Your task
Find every line in the records below that holds the word "cases" and copy it.

□ □ □ □ □

Issue #491, opened 2026-08-08
protocol: the guaranteed half of input:error is the half that is not a contract — invert it


jo-duchan:
## What

`input:error` currently declares:

```ts
{ type: 'input:error'; sessionId: string; message: string; reason?: InputErrorReason }
//                                       ^^^^^^^^^^^^^^^ required, but explicitly NOT a contract
//                                                        ^^^^^^^ the contract, but optional
```

`packages/protocol/AGENTS.md` states the split on purpose: `message` is free prose each agent owns, and `reason` is the closed union consumers branch on. So the field a consumer is guaranteed to receive is the one it must not depend on, and the field it should depend on may be absent.

That inversion was the correct way to *ship* it (#490) — an agent predating the field omits it and nothing breaks. It is not a correct end state, and this issue is the scheduled other half, not a maybe. As long as `reason` is optional, every consumer carries an unknown-reason branch forever, and "absence means unknown" has to be re-derived by each new consumer.

## Two changes, and one that is genuinely conditional

**1. `reason` becomes required.** The whole point of the field is that a caller branches on it; today it cannot branch without a fallback path that exists only because of version skew.

**2. `message` becomes optional.** It currently does two jobs: it carries parameterised diagnostic detail (`unknown key code: KeyFoo` — information `reason: 'unsupported'` loses) and it is display copy. The second job does not belong to an agent — display strings belong in the presentation layer, and agent-authored English cannot be localised, which matters because tapflow's audience is PO / PM / designers / QA. Once the dashboard renders its own copy from `reason` (#485), `message` is a debug/log/forward-compat field, and a debug field should not be required.

**3. `params?: Record<string, string | number>` — conditional, do not add speculatively.** It is the honest way to keep `KeyFoo` once prose is demoted. But it only pays off if a rendered UI actually needs the variable. #485 is what will say whether anyone misses it. Adding it before then means guessing a schema from no requirement.

## Prerequisites

- [ ] The relay stops sending `input:error` with no reason at all — `RelayServer.ts:774` (`'agent offline'`). It is the one producer that knows the answer for certain and the only in-repo site that omits the field. Filed as #492; making `reason` required is impossible while it exists.
- [ ] #485 — the dashboard reads `reason`.
- [ ] #457 — mcp-server acts on `reason` rather than only including it in the thrown message.

[...]

PR #495, opened 2026-08-08
fix(relay): carry a reason on input:error, and stop blaming an agent for a session it never had

### LINKED ISSUE #492: relay: the one producer that knows for certain sends input:error with no reason — and its prose is wrong for half the cases it covers
## What

`RelayServer.ts:774` answers a terminal input the relay cannot dispatch:

```ts
this.sendTo(ws, { type: 'input:error', sessionId: msg.sessionId!, message: 'agent offline' })
```

No `reason`. Every other production send site carries one after #490, and this is the only in-repo producer that omits it — while being the producer that knows the answer with the most certainty. The agents infer a reason from their own state; the relay is looking directly at a socket that is not `OPEN`.

A consumer therefore has to fall back to the documented rule "an unfamiliar or absent reason is treated as `channel-unavailable`" for a message whose reason is not unclear at all.

## The prose is also wrong for one of the two branches

The `else if` fires in two unrelated situations, and the single string only describes one:

- `session.agentSocket.readyState !== OPEN` — the agent really is offline.
- `session === undefined` — the session was evicted or never existed. **The agent may be perfectly healthy.** Telling the caller "agent offline" here is a wrong diagnosis, and it is the same class of inaccuracy #482 / #488 / #490 were about, just one layer up.

Both map to `reason: 'channel-unavailable'` — the caller's move is the same (re-join or reconnect) — so the machine field is correct for both while the prose is correct for one. That is a small, concrete illustration of why `reason` is the field consumers should read (#491).

## Fix

- Add `reason: 'channel-unavailable'` to the send.
- Split the prose so each branch says what actually happened, or make it accurate for both. Do not fold the distinction into a second wire reason: the consumer action does not differ, and the reason set is derived from what a consumer must do differently.

## Why it was skipped in #490

Recorded as T7 in that PR's adversarial review. #490 deliberately kept the relay diff at zero — the change spanned four packages already and the documented fallback covered this case. That reasoning holds for why it was not in #490 and does not survive as a permanent state, because it is a prerequisite for #491 (`reason` cannot become required while a producer omits it).

## Scope

One package (`relay`), one send site plus tests. No protocol change — `reason` is already optional on the type, so adding it here is additive.

jo-duchan:
Closes #492.

The relay answers a terminal input it cannot dispatch — `input:touch:end`, `input:pinch:end`, `input:key`, `input:button` — so an MCP or browser caller fails immediately instead of waiting out its own timeout, which its fallback reports as success. That reply carried no `reason`, which made the relay the last producer of `input:error` without one, and the producer whose answer was least in doubt: an agent infers a reason from its own state, while the relay reads the socket directly.

## Two situations, one of them misdiagnosed

The `else if` covers a session held with a socket that is no longer open, and no such session at all — evicted after the reconnect grace, or never valid. Only the first is the agent's fault; in the second the agent can be perfectly healthy, and `agent offline` sent the reader after the wrong problem.

`device:boot` already told that pair apart, twelve lines earlier in the same file, with the two strings now used here and a comment giving the reason. So this is a missed application rather than a new judgement.

## Both branches keep `channel-unavailable`

Not split into two wire reasons. The set is derived from what a consumer must *do* differently and a reconnect or re-join answers both — the machine field was right for both cases while the prose was wrong for one, which is the concrete argument for branching on `reason` and displaying `message`.

That collapse had a consequence worth following through, and the review caught that I hadn't: the dashboard's copy for this reason told the reader to check the agent on the Mac, which is a wild goose chase for a session the relay simply no longer has — the exact misdirection this PR sets out to remove, reintroduced by the consumer. The action now names no cause and leaves it to the message shown beside it.

## What actually changes downstream

`mcp-server` is what visibly changes; it puts the reason in the error it raises. The dashboard's output does not — its unknown-reason rule already resolved to this same reason, and while the agent is away it suppresses the notice entirely. The real value is that **absence of the field now means an agent older than it and nothing else**, which is what #491 needs before the field can be required.

No protocol change: `reason` has been optional on this message since it was introduced.

## Review

`.work/reviews/fix__relay-input-error-reason.md` — one pre-PR channel against `96b8ce8`, handed my five mutations and asked what they missed. Five findings, all verified:

- **My commit claimed the docs were updated and three of four places were not**, including `DeviceViewer.tsx` — shipped source, and the comment that points a reader at the changed file. The paragraph I *did* edit is a near-copy of it, so I updated the mirror and left the original.
- **The non-terminal guard covered one of seven types.** Widening `TERMINAL_INPUT_TYPES` to include `input:touch:start` or `input:type` survived the whole suite, and both are harmful — the first answers twice per tap, the second answers a message whose waiters key on the `input:type-*` pair and would ignore it. All seven are now listed.
- **My `AGENTS.md` bullet over-generalised**: "no caller waits on a move" is true of moves and false of `input:type`, which is also excluded and *does* have a 15s waiter in two packages. The comment I replaced was correctly scoped.
- **The changeset overstated the benefit** (see above).
- A test comment named `session:terminated` where the awaited-past message is `session:agent-away`.

8 mutations, 2 of which survived initially. One lesson recorded: removing `reason` failed 5 tests, not 6 — the both-branches test compared two reasons for equality and `undefined === undefined` passes. It now names the value.

The plan carried a diagnostic test case — "the existing `clearState.test.ts` expectation of `agent offline` must keep passing; if it breaks, my branch judgement is wrong" — and it passed, because the reconnect grace holds the session. The reviewer confirmed that independently.

Two follow-ups recommended in the record: `input:type` burns its full deadline against an offline agent and needs an `input:type-error` from the relay rather than membership in this set; and a missing `sessionId` drops the required field from this reply, which predates this diff and affects `open-url` and `device:boot` equally.

Full suite 2187 passed + 1 skip (relay 570 → 583); typecheck, lint, build and a11y-lens clean.

## Summary by CodeRabbit

* **New Features**
  * Terminal input errors now include a `channel-unavailable` reason.
  * Error messages distinguish between unavailable agents and missing sessions.
  * Dashboard guidance now recommends rejoining the session when the channel is unavailable.
* **Documentation**
  * Updated guidance to explain error reasons and compatibility with older agents.
* **Tests**
  * Added coverage for terminal input failures, missing sessions, unavailable agents, and non-terminal inputs.

### DIFF
--- a/.changeset/relay-input-error-reason.md
+++ b/.changeset/relay-input-error-reason.md
@@ -10,9 +10,11 @@ own timeout, which its fallback would report as success. That reply carried no `
 relay the last producer of `input:error` without one, and the one whose answer was least in doubt: an
 agent infers a reason from its own state, while the relay is looking straight at the socket.
 
-It now sends `reason: 'channel-unavailable'`. Consumers that switch on the reason — the dashboard's
-per-reason notice, and `mcp-server`, which includes it in the error it raises — no longer have to fall
-back to the "unknown reason" rule for a message whose reason was never unclear.
+It now sends `reason: 'channel-unavailable'`. What visibly changes today is `mcp-server`, which puts the
+reason in the error it raises. The dashboard's output does not change — its unknown-reason rule already
+resolves to this same reason, and while the agent is away it suppresses the notice entirely — so the
+value here is that **absence of the field now means an agent older than it and nothing else**, which is
+what makes it possible to require the field later.
 
 The prose was also wrong for half the cases it covered. Two situations reach that reply: the session
 is held with a socket that is no longer open, or there is no such session — evicted after the reconnect
@@ -24,6 +26,11 @@ Both keep `channel-unavailable` rather than splitting into two wire reasons. The
 what a consumer must do differently, and a reconnect or a re-join answers both — the machine field was
 right for both cases while the prose was wrong for one, which is exactly why consumers should branch on
 `reason` and display `message`.
+
+One consequence of that collapse had to be followed through: the dashboard's copy for this reason told
+the reader to check the agent on the Mac, which is a wild goose chase for a session the relay simply no
+longer has. It now says to rejoin the session and leaves the specific cause to the message shown beside
+it.
 
 No protocol change: `reason` has been optional on this message since it was introduced, so this is
 additive. Absence of the field now means an agent older than it, and nothing else.
--- a/.changeset/relay-input-error-reason.md
+++ b/.changeset/relay-input-error-reason.md
@@ -10,11 +10,12 @@ own timeout, which its fallback would report as success. That reply carried no `
 relay the last producer of `input:error` without one, and the one whose answer was least in doubt: an
 agent infers a reason from its own state, while the relay is looking straight at the socket.
 
-It now sends `reason: 'channel-unavailable'`. What visibly changes today is `mcp-server`, which puts the
-reason in the error it raises. The dashboard's output does not change — its unknown-reason rule already
-resolves to this same reason, and while the agent is away it suppresses the notice entirely — so the
-value here is that **absence of the field now means an agent older than it and nothing else**, which is
-what makes it possible to require the field later.
+It now sends `reason: 'channel-unavailable'`. Two things change visibly: `mcp-server` puts the reason in
+the error it raises, and the dashboard's guidance for this reason is reworded (below). What does *not*
+change is the dashboard's branching — its unknown-reason rule already resolved to this same reason, and
+while the agent is away it suppresses the notice entirely. So the field itself buys something narrower
+and more durable: **absence now means an agent older than it and nothing else**, which is what makes it
+possible to require the field later.
 
 The prose was also wrong for half the cases it covered. Two situations reach that reply: the session
 is held with a socket that is no longer open, or there is no such session — evicted after the reconnect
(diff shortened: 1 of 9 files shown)


jo-duchan:
Correct, and it is a contradiction inside my own changeset — fixed in c3f8ab4.

The paragraph on downstream effects said the dashboard's output does not change, while a later paragraph in the same file describes changing its guidance copy. The first was true when I wrote it and stopped being true when I fixed the review finding about that copy: I added the new paragraph and did not revisit the old one.

Worth naming plainly, because **this is the second instance of the same failure in this PR.** The pre-PR review's first finding was that I claimed the docs were updated where they named the relay reasonless and left three of four places behind — including `DeviceViewer.tsx`, whose comment is a near-copy of the `AGENTS.md` paragraph I did edit. Same shape here: one of two places stating the same fact. So the pattern is not "I forgot a file" but that when I re-read a diff I check whether each sentence is true, and not whether a claim appears more than once. Recorded in the review record rather than just fixed.

The paragraph now separates three things that were being conflated:

- **Visible changes**: `mcp-server` puts the reason in the error it raises, and the dashboard's guidance for `channel-unavailable` is reworded.
- **Not changed**: the dashboard's branching — its unknown-reason rule already resolved to this same reason, and it suppresses the notice entirely while the agent is away.
- **What the field itself buys**: absence now means an agent older than it and nothing else, which is what makes requiring it possible (#491).

Changeset-only change, so the gates are unaffected: full suite 2187 passed + 1 skip, typecheck and lint clean. Review record updated at `.work/reviews/fix__relay-input-error-reason.md`.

□ □ □ □ □

Answer to this task
### LINKED ISSUE #492: relay: the one producer that knows for certain sends input:error with no reason — and its prose is wrong for half the cases it covers
Not split into two wire reasons. The set is derived from what a consumer must *do* differently and a reconnect or re-join answers both — the machine field was right for both cases while the prose was wrong for one, which is the concrete argument for branching on `reason` and displaying `message`.
 The prose was also wrong for half the cases it covered. Two situations reach that reply: the session
 right for both cases while the prose was wrong for one, which is exactly why consumers should branch on
 The prose was also wrong for half the cases it covered. Two situations reach that reply: the session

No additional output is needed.